Ionic liquids are a type of salt that stays liquid at temperatures below 100°C and, unlike water, can endure extremes of heat and pressure. In their experiments, the researchers mixed sulfuric acid (often produced by volcanoes) with simple nitrogen-rich organic compounds (found on asteroids and planetary atmospheres). The result: a persistent, stable liquid that doesn’t evaporate even when most of the acid is gone.
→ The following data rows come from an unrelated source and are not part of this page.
PR #236, opened 2020-07-20
Vdb 1463 Flip

paytonrules:


db/migrations/20180912171047_create_cat_file.sql
```diff
@@ -34,6 +35,8 @@ CREATE INDEX cat_file_flip_log_index
     ON maker.cat_file_flip (log_id);
 CREATE INDEX cat_file_flip_ilk_index
     ON maker.cat_file_flip (ilk_id);
+CREATE INDEX cat_file_flip_msg_sender_index
+    ON maker.cat_file_flip (msg_sender);
```
elizabethengelman, line 42: I wonder if we want to either include a `DROP INDEX maker.cat_file_chop_msg_sender_index;` or remove the `DROP INDEX` statements from this migration for consistency.

elizabethengelman (approved):
This LGTM once the build passes. I looked at it briefly, and it seems like it could be failing on an integration test that times out because the build in general seems to be slow today.

db/migrations/20180912171047_create_cat_file.sql
paytonrules: Looks like somebody (Rob) took care of this on a rebase.

PR #238, opened 2020-07-21
(VDB-1475) Add msg.sender for Yank

rmulhol:


transformers/events/yank/transformer.go
```diff
@@ -32,6 +32,10 @@ func (Transformer) ToModels(_ string, logs []core.EventLog, db *postgres.DB) (re
 		if validationErr != nil {
 			return nil, validationErr
 		}
+		msgSenderID, msgSenderErr := shared.GetOrCreateAddress(log.Log.Topics[1].Hex(), db)
+		if msgSenderErr != nil {
+			return nil, shared.ErrCouldNotCreateFK(msgSenderErr)
```
paytonrules, line 37: Would it make sense to move the ErrCouldNotCreateFK into GetOrCeateAddress?

Not that it's a blocker, but I notice we are reproducing that error everywhere - and it always needs to be the same thing.

paytonrules (approved):

transformers/events/yank/transformer.go
rmulhol: That makes sense to me - would ideally decouple that change from this story, though, since it's going to affect a lot of places (also not sure if that change would ultimately need to be made in vdb)

PR #550, opened 2024-02-12
Add sentry to portal frontend

fershad:
This PR adds some Sentry error monitoring code to the frontend of the platform so that we can better placed to understand and investigate frontend errors being reported by users.

Uses code from:
https://docs.sentry.io/platforms/javascript/
https://docs.sentry.io/platforms/javascript/troubleshooting/#capturing-resource-404s

Currently, the main purpose of this implementation is to capture information about a long running, sporadic CSS loading issue that has been experienced on the frontend.

### DIFF
--- a/apps/accounts/templates/base.html
+++ b/apps/accounts/templates/base.html
@@ -9,57 +9,59 @@
         <meta http-equiv="X-UA-Compatible" content="ie=edge">
         {% comment %} Load sentry before any CSS/other JS loads {% endcomment %}
 
-        <script
-            src="https://js.sentry-cdn.com/dd30eb65f140420688f813ab96721a1c.min.js"
-            crossorigin="anonymous"
-        ></script>
+        {% if sentry %}
+            <script
+                src="https://js.sentry-cdn.com/dd30eb65f140420688f813ab96721a1c.min.js"
+                crossorigin="anonymous"
+            ></script>
 
-        <script>
-            window.sentryOnLoad = function () {
-                Sentry.init(
-                    dsn: "{{ sentry.dsn }}",
-                    //   This should be updated with each release.
-                    // TODO: Is there a way to automate this?
-                    release: "{{ sentry.release }}",
-                    integrations: [
-                        Sentry.browserTracingIntegration(),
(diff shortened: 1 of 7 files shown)


apps/accounts/templates/base.html
```diff
@@ -7,6 +7,62 @@
 		<meta charset="UTF-8">
 		<meta name="viewport" content="width=device-width, initial-scale=1.0">
 		<meta http-equiv="X-UA-Compatible" content="ie=edge">
+		{%- comment -%} Load sentry before any CSS/other JS loads {%- endcomment -%}
```
mrchrisadams, line 10: Would you change the  `{%- comment -%}` to be `{% comment %}` ?

I think this `{%-` formulation might be used templating languages in nunjucks, but unfortunately it's not supported in django's own templating language

apps/accounts/templates/base.html
```diff
@@ -7,6 +7,62 @@
...
+
+<script
+  src="https://js.sentry-cdn.com/dd30eb65f140420688f813ab96721a1c.min.js"
+  crossorigin="anonymous"
+></script>
+
+<script>
+  window.sentryOnLoad = function () {
+    Sentry.init({
+      dsn: "https://dd30eb65f140420688f813ab96721a1c@o14742.ingest.sentry.io/2071988",
```
mrchrisadams, line 21: I think this would result in every environment (staging/ prod etc) we have reporting to the same dashboard in sentry. I'd prefer this was variable passed in if possible, but I appreciate it's a thing I'm probably better placed to add, as we'd like rely on this being an environment variable or similar.

mrchrisadams (commented):
Hi @fershad  - thanks for this! I think I understand the changes here and the feedback I have are mainly niggles or things I'm best off changing at my end.

I'm happy to merge this in, and I've highlighted the small changes I might make.

apps/accounts/templates/base.html
fershad: Cheers Chris. Guidance here in the Sentry docs for that:
https://docs.sentry.io/platforms/javascript/configuration/environments/

PR #567, opened 2024-03-12
Revise gitpod

mrchrisadams:
This PR updates the Gitpod file to remove the unused Redis process, and update the rabbitMQ image used in development.

Previously, RabbitMQ was failing with the following error:

```
Failed to create thread: Operation not permitted (1)
```


mrchrisadams:
Hmm.. the rabbitMQ still needs some love. 

I initially looked into this here:
https://stackoverflow.com/questions/76703987/rabbitmq-docker-failed-to-create-thread-operation-not-permitted-1

I suspect we'll need some way to run this as  `--privileged`

PR #575, opened 2024-04-24
Fix ipv6 support in domain lookups

### LINKED ISSUE #573: convert_domain_to_ip does not support ipv6, only ipv4
We curently have a method in our platform that is responsible for converting domain names to ip address objects in python.

It's linked below:
https://github.com/thegreenwebfoundation/admin-portal/blob/master/apps/greencheck/domain_check.py#L128

The problem is that right now, it only supports ipv4, when it should support ipv6 too. the code looks like this:

```python


    def convert_domain_to_ip(
        self, domain
    ) -> ipaddress.IPv4Network or ipaddress.IPv6Network or None:
        """
        Accepts a domain name or IP address, and returns an IPV4 or IPV6
        address
        """
        try:
            ip_string = socket.gethostbyname(domain)
            return ipaddress.ip_address(ip_string)
        except socket.gaierror as err:
            logger.warning(f"Unable to lookup domain: {domain} - error: {err}")

```

This also method right now unfortunately  will return a `None` value when `socket.gethostbyname()`, which causes a problem later in the code path. 

Really we should be using `socket.getaddrinfo`, which _does_ work with ipv6, but instead of just returning a string representation of an ip address, returns a different object., which we'd need to change. the docs for python are below:

https://docs.python.org/3.12/library/socket.html#socket.getaddrinfo

We'd need `convert_domain_to_ip` to return a string representation of ipv4 addresses AND ipv6 addresses, which involves a bit of work to fetch the string out of the return value of `socket.getaddrinfo`.

When there is no IPv4 or IPv6 returned, we should probably raise an appropriate exception, so we can catch it early, rather than blindly passing `None` values along to the caller of the method.

### What the code returns

I've put together a quick marimo notebook example of what the `socket.getaddrinfo` method returns, to give an idea of what datastructures any code would need to fetch the string representation of an IP address out of:

https://static.marimo.app/static/get-addrinfo-check-e861

This isn't mega complex, but it's likely a few more lines than we have in the file - the good news it doesn't rely require existing knowledge of the rest of the app, so presumably anyone with a bit of python experience could make a PR with an improved implementation of `convert_domain_to_ip`.

mrchrisadams:
This PR is intended to resolve #573 , which came up when we realised that domain lookups that resolve to an ipv6 address were not working properly.

It covers both cases, and lays the path for a updating this to check ALL ip addresses a domain might resolve to in future, not just the first one. 

We don't immediately moved to checking every domain, as I'm not sure of the performance implications, and there are a few places that expect just one ip address to be returned - we'd need to make quite a few changes elsewhere.

### DIFF
--- a/apps/greencheck/domain_check.py
+++ b/apps/greencheck/domain_check.py
@@ -16,8 +16,10 @@ This follows largely the same approach:
 import ipaddress
 import logging
 import socket
+import typing
 import urllib
 
+import ipwhois
 import tld
 from django.utils import timezone
 from ipwhois.asn import IPASN
@@ -28,10 +30,6 @@ from .choices import GreenlistChoice
 from .models import GreenDomain, SiteCheck
 
 logger = logging.getLogger(__name__)
-
-import ipwhois
-
-import typing
 
 
 class GreenDomainChecker:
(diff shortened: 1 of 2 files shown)


apps/greencheck/domain_check.py
```diff
@@ -228,13 +256,21 @@ def check_domain(self, domain: str) -> SiteCheck:
         the best matching IP range for the ip address it resolves to,
         or a 'grey' Sitecheck
         """
+        UNRESOLVED_ADDRESS = "0.0.0.0"
```
mrchrisadams, line 259: I'm aware that 0.0.0.0 has a special meaning when we pass it to servers. I'm using this placeholder, as I'm not aware of an equivalent IP address that means "not a real address", and in a few places we always assume an ip address string is returned.

apps/greencheck/domain_check.py
```diff
@@ -127,16 +129,42 @@ def asn_from_ip(self, ip_address):
...
-            logger.warning(f"Unable to lookup domain: {domain} - error: {err}")
+
+        # TODO: support multiple addresses being returned:
+        # `getaddrinfo`` actually returns a list of possible addresses,
+        # but our current code only assumes a domain would resolve to a single IP
+        # address when we look up a domain.
+        # Ideally we'd check that ALL the IP addresses resolved are within our
+        # green IP ranges but until we know how much this impacts performance
+        # we choose the first one.
+        ip_info = socket.getaddrinfo(domain, None)
```
mrchrisadams, line 145: As the comments around this say - we acknowledge that we really should check that every ip range is green. Ths priority is fixing this first, before adding that functionality in later.

mrchrisadams:
[Fix IPv6 support for greencheck](https://trello.com/c/PoGzOnhR/350-fix-ipv6-support-for-greencheck)

mrchrisadams:
[Fix IPv6 support for greencheck](https://trello.com/c/PoGzOnhR/350-fix-ipv6-support-for-greencheck)

PR #578, opened 2024-04-25
Update CSV importer usage in admin form

mrchrisadams:
While we updated the CSV importer, we didn't update how it was used in the admin.

This changes the form code to create an instance of the new style importer, that share the revised structure with the AWS, Google and Azure importers.


mrchrisadams:
[Fix CSV Importer in django admin](https://trello.com/c/wjyqOYK2/349-fix-csv-importer-in-django-admin)

PR #581, opened 2024-05-02
Update approve flow handle updated evidence as well as new evidence

mrchrisadams:


apps/accounts/models/provider_request.py
```diff
@@ -282,26 +286,51 @@ def approve(self) -> Hostingprovider:
                 hostingprovider=hp,
             )
 
+        # Fetch our archived documents:
```
mrchrisadams, line 289: This represents a change in our logic.

Because submitted evidence in a verification request and supporting evidence are different kinds of objects, with different IDs, even if they contain the same content, we need a way to see they are "functionally equivalent", to determine if they should be retained on the hosting provider object after an approval.

apps/accounts/models/provider_request.py
```diff
@@ -282,26 +286,51 @@ def approve(self) -> Hostingprovider:
...
         # create related objects: supporting documents
         for evidence in self.providerrequestevidence_set.all():
+            logger.debug(f"checking for matching evidence for: {evidence}")
+
             # AbstractSupportingDocument does not accept null values for `url`
             # and `attachment` fields
             url = evidence.link or ""
             attachment = evidence.file or ""
 
-            # check for the existence of archived evidence. Unarchive if found, like we do
```
mrchrisadams, line 292: This is the key change - instead of running this check for every iteration of the loop, we fetch all the archived supporting documents once, and check the evidence against them, where the logic us defined in `is_already_uploaded` rather than the ORM query.

We do this because we don't have a reliable, fast way yet to compare the contents of the files from an ORM query.

apps/accounts/models/provider_request.py
```diff
@@ -403,3 +446,29 @@ def clean(self) -> None:
             raise ValidationError(f"{reason}, you haven't submitted either.")
         if self.link and bool(self.file):
             raise ValidationError(f"{reason}, you've attempted to submit both.")
+
+    def has_content_match(self, other_doc: "HostingProviderSupportingDocument") -> bool:
```
mrchrisadams, line 450: This is where we push much of the logic for comparing submitted evidence to already uploaded supporting documents.
This currently only supports checking evidence against supporting docs - not the other way around, and not evidence against evidence, or supporting doc against other supporting docs.

apps/greencheck/tests/views/test_stats_view.py
```diff
@@ -207,6 +210,7 @@ def test_stat_view_top_domains(
 
         assert len(top_green_domains) == 10
 
+    @pytest.mark.flaky
```
mrchrisadams, line 213: This code isn't really used, and we don't expose the stats anywhere. I've commented out the tests for now, and it might make sense to remove it entirely in a separate PR if we're not exposing this to end users.

apps/accounts/models/provider_request.py
```diff
@@ -227,6 +231,9 @@ def approve(self) -> Hostingprovider:
         hp.request = self
         hp.created_by = self.created_by
 
+        # if we have approved a submission from a provider
```
mrchrisadams, line 234: We are unarchiving all the related items, but until now, we were still leaving the provider archived. Approving the provider is an explicit acceptance of their data, so we also unarchive the provider itself now.

mrchrisadams:
[When a provider's verification request is approved, make sure the provider is unarchived.](https://trello.com/c/Z7kYc292/359-when-a-providers-verification-request-is-approved-make-sure-the-provider-is-unarchived)

PR #582, opened 2024-05-03
Audit logs for creation and updates to verification requests

mrchrisadams:
This PR introduces use of the django log entry feature to provide a more accessible audit log when staff or users are working with verification requests.

### DIFF
--- a/apps/accounts/admin.py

Ionic liquids, it turns out, can be friendly to rare biomolecules—like hardy proteins—that can resist breakdown in harsh conditions.
Expanding the habitability zone
“We consider water to be required for life because that is what’s needed for Earth life. But if we look at a more general definition, we see that what we need is a liquid in which metabolism for life can take place,” said Dr. Rachana Agrawal, who led the study at MIT’s Department of Earth, Atmospheric and Planetary Sciences. “Now if we include ionic liquid as a possibility, this can dramatically increase the habitability zone for all rocky worlds.”
The implications are staggering: even on planets that are too hot, or whose atmospheres are too thin for water to exist, stable ionic liquids could form and persist—potentially nurturing forms of alien life, though they may look nothing like Earth’s water-based organisms.
From Venus to beyond
The inspiration came when the team was working to solve a Venus mystery. Venus, shrouded in clouds of sulfuric acid, has long fascinated scientists seeking signs of life. When Dr. Agrawal and her colleagues tried to evaporate sulfuric acid from a solution to isolate organic molecules, a stubborn liquid layer wouldn’t go away. They realized they’d accidentally created an ionic liquid—a discovery that opened new doors in astrobiology.
Dr. Sara Seager, MIT’s Class of 1941 Professor of Planetary Sciences and co-leader of the study, described the breakthrough: “In high school, you learn that an acid wants to donate a proton. Oddly enough, we knew from our past work that sulfuric acid (the main component of Venus’ clouds) and nitrogen-containing compounds have this unique chemistry—one gives up a hydrogen, one takes it. It’s like one person’s trash is another person’s treasure.”
After testing over 30 nitrogen compounds with sulfuric acid, the scientists confirmed that ionic liquids reliably form under a wide range of conditions—even on basalt rocks similar to those on planetary surfaces.
“We were just astonished that the ionic liquid forms under so many different conditions,” Seager said. “If you put the sulfuric acid and the organic on a rock, the excess acid seeps into the pores, but you’re still left with a drop of ionic liquid. Whatever we tried, ionic liquid still formed.”
Their experiments showed that this process happens up to 180°C and at pressures far below Earth’s, broadening the realm of possible habitable worlds.
New oases in the universe
Imagine a rocky world, hotter than Earth, where volcanic sulfuric acid flows over pockets of organic matter—ingredients for life scattered across the solar system. According to Dr. Seager, these spots could become long-lived pools of ionic liquid, tiny oases for simple, exotic life forms.
“We’re envisioning a planet warmer than Earth, that doesn’t have water, and at some point in its past or currently, it has to have had sulfuric acid, formed from volcanic outgassing,” Seager explained. “This sulfuric acid has to flow over a little pocket of organics. And organic deposits are extremely common in the solar system.”
Just how far could this discovery go? The team says much more work lies ahead. They will now focus on what kinds of molecules—and what forms of life—could actually flourish in these unearthly environments.
“We just opened up a Pandora’s box of new research,” Seager said. “It’s been a real journey.”
Contributors to the study include: MIT scientists Sara Seager, Rachana Agrawal, Iaroslav Iakubivskyi, Weston Buchanan, Ana Glidden, Jingcheng Huang; Maxwell Seager (Worcester Polytechnic Institute); William Bains (Cardiff University); Janusz Petkowski (Wroclaw University of Science and Technology).